What a Difference a Day Makes

What a Difference a Day Makes

How would you feel if everyone said "Happy birthday!" to you a day late each year? Graeme Loftus explores the importance of celebrating Sabbath on time.

How would you feel if everyone said "Happy birthday!" to you a day late each year? Graeme Loftus explores the importance of celebrating Sabbath on time.

Graeme LoftusMar 20, 2023, 12:43 AM

On May 31, 1998, Pope John Paul II published his influential apostolic letter entitled “Dies Domini,” calling all Christians everywhere to faithfulness in keeping holy “The Lord’s Day.” This is just one example of a surge of interest across the whole spectrum of Christianity recently concerning the Sabbath, which probably had its initial origins in the work of the Jewish theologian Abraham Joshua Heschel in his book, The Sabbath—Its Meaning for Modern Man (1951), and that of the German theologian Karl Barth in his Church Dogmatics (111.1; 111.4 (1958).

In even more recent times Protestant writers Mark Buchanan and Lynne Baab released two more books on the same theme in 2005 and 2006.

Most of these authors focus on the spiritual, psychological and social benefits of regularly spending one day in seven away from work to cope with the destructive issues we all confront in the world today.
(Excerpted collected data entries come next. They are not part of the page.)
PR #969, opened 2025-04-03
chore: use defmt 1.0

chrysn:
# Description

This enables using defmt CBOR output (but that's a separate change)

## Change checklist

- [x] I have cleaned up my commit history and squashed fixup commits.
- [x] I have followed the [Coding Conventions](https://ariel-os.github.io/ariel-os/dev/docs/book/coding-conventions.html).
- [x] I have performed a self-review of my own code.
- [x] I have made corresponding changes to the documentation.

PR #971, opened 2025-04-03
feat(coap): use CBOR defmt debugging

chrysn:
# Description

With defmt updated, a lot of places where CBOR debugging was already planned are now unblocked.

<del>Draft: I'll look around whether there are more places where using this makes sense.</del>

Note that this is only usable for people who <del>have a manually updated prob-rs (https://github.com/probe-rs/probe-rs/pull/3206) until they merge and</del> installed probe-rs from their master branch or their next release; for everyone else, the debug output changes subtly from the previously manually set 2-digit hex output to the fallback comma-separated decimal integers.

## Issues/PRs references

Builds on #969
Depends on #972.

## Open Questions

* [x] When do I stop?

## Change checklist

[edit: probe-rs merged my PR]

### DIFF
--- a/examples/coap-client/src/main.rs
+++ b/examples/coap-client/src/main.rs
@@ -21,7 +21,7 @@ async fn run_client_operations() {
         .with_request_payload_slice(b"This is Ariel OS")
         .processing_response_payload_through(|p| {
             info!(
-                "Uppercase response is {}",
+                "Uppercase response is {:?}",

It is not being melodramatic to face these matters and take them seriously.

They are, in fact, pressingly urgent considering the essence of human survival they involve, and demonstrate vividly why Jesus said, “The Sabbath was made for man, not man for the Sabbath” (Mark 2:27).

To confine the meaning of a “rest” day to only these issues, however, is to miss the major emphasis given in the Bible to the Sabbath. Seen from a complete biblical perspective, the Sabbath becomes the most comprehensive and meaningful sacrament given to Christians to celebrate all Jesus has done for us to bring glory to His Father. In its wide sweep, the Sabbath illuminates the role of the Trinity in our origins, our redemption, our destiny and the meaning of life in between.

From the beginning

In contrast to current atheistic endeavours to explain human origins, the Bible gives a brief theistic account of the beginnings of our planet. There is no attempt to defend it scientifically. Those who reject this account need to be sure of themselves because its whole credibility is sustained by the word of the Creator Himself, who is clearly identified in the New Testament as Jesus Christ (see John 1:1-3; Colossians 1:16; Hebrews 1:1, 2).

If we are convinced that Jesus is who He claimed to be—and there is overwhelming evidence that is so—then the matter is settled.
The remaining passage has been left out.